Pointer to array Vs normal pointers

Question

I am bit confused with respect to pointer to arrays and just normal pointer and how to access. I have tried this...

int *ptr1, i;
int (*ptr2)[3];
int myArray[3] = {1, 1, 1};
int myArray1[5] = {1, 1, 1, 1, 1};
ptr1 = myArray;
ptr2 = myArray1;// compiles fine even though myArray1 contains 5 elements 
                 // and ptr2 is pointing to array of 3 elements.

printf("%d",ptr2[3]); // prints some garbage.

Why this statement is printing garbage? What is the correct statement? Can anyone explain?

Answer 1

We can also declare pointer to array as

int (*ptr)[]; // ptr is a pointer to array.

When you do

ptr2 = myArray1;

compiler will throw you a warning message. Look boss types are not compatible. In some context Arrays decays into pointers. Warning message is because, when arrays decays into pointers, the decayed type is pointer. In this case, when you do

ptr1 = myArray; 

myArray decays into int *.

But when you do,

ptr2 = myArray1;

myArray1 decays into pointer that is int *, but the type of ptr2 is int (*)[].

In order to avoid warning, you should say

ptr2 = &myArray1; //&myArray1 returns address of array and type is int(*)[].

Why this statement is printing garbage? What is the correct statement? Can anyone explain?

printf("%d",ptr2[3]);// prints some garbage. 

Yes, But why?

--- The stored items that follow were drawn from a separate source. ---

PR #2953, opened 2020-09-18
Don't attempt to publish docker images on forks

nrb:
When the Main CI workflow runs on a fork, the docker push step will
always fail because the appropriate secrets are missing. This is
annoying at best and causes CI on forks to be untrustworthy at worst.


nrb:
A forked CI run: https://github.com/nrb/velero/runs/1135437253?check_suite_focus=true

zubron (approved):

carlisia (approved):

Lets see the correct statement first...(note that index should be less than 3)

printf("myArray1[%d] = %d\n", i, (*ptr2)[2]); 

We have to use (*ptr2)[i] to print the array element. This is because, just by mentioning ptr2, we will get the address of the array (not the address of some int). and by de-referencing it (*ptr2) we will get the address of 0th element of the array.

Answer 2

Pointer ptr2 is pointer to int array of size three

ptr2 = myArray1;  // you may getting warning for this 

should be:

ptr2 = &myArray1; // use & operator 

And

printf("%d", ptr2[3]);

should be:

printf("%d", (*ptr2)[2]); // index can't be 3 for three size array 
 //          ^^^^^^^  

Notice parenthesis around *ptr2 is needed as precedence of [] operator is higher then * dereference operator (whereas if you use pointer to int you don't need parentheses as in above code).

Read Inconsistency in using pointer to an array and address of an array directly I have explained both array to access array elements. (1) Using pointer to int (2) pointer to array

Whereas ptr1 = myArray; is just find, you can simply access array elements using ptr1[i] (not i values should be 0 to 4)

Answer 3

int (*ptr2)[3];

This signifies that (*ptr2) is the identifier which contains the location in memory of the beginning of an integer array. Or, rephrasing, that ptr2 is an address. That address contains a value. That value is itself the address of the beginning of an array of ints.

So when you write ptr2 = myArray1 you are basically saying "The address of my address holder is the address of the beginning of myArray1".

So when you go to print the value using ptr2[3] you are actually printing the value of the memory address of myArray1, incremented 3*sizeof(ptr2) units. Which is why it looks like garbage, it's some memory address.

What should be in the print statement is (*ptr2)[3] which means "Take the address of ptr2 and get the value stored at that address. Next, using that second address, increment it 3*sizeof(int) and get the value stored at that incremented address."

Arrays in C are nothing more than a contiguous region of allocated memory. Which is why saying:

int *x = malloc(3*sizeof(int));

Is the same as:

int x[3];

Since [] and * both dereference a pointer, if we wanted to access the second element of either array, we could write:

int value = x[1];

or

int value = *x+sizeof(int); // Since *x would be index 0

Two of the major differences are that the [] notation is a bit easier to read but lengths must be determined at compile time. Whereas, with the *x/malloc() notation, we can dynamically create an array or arbitrary length.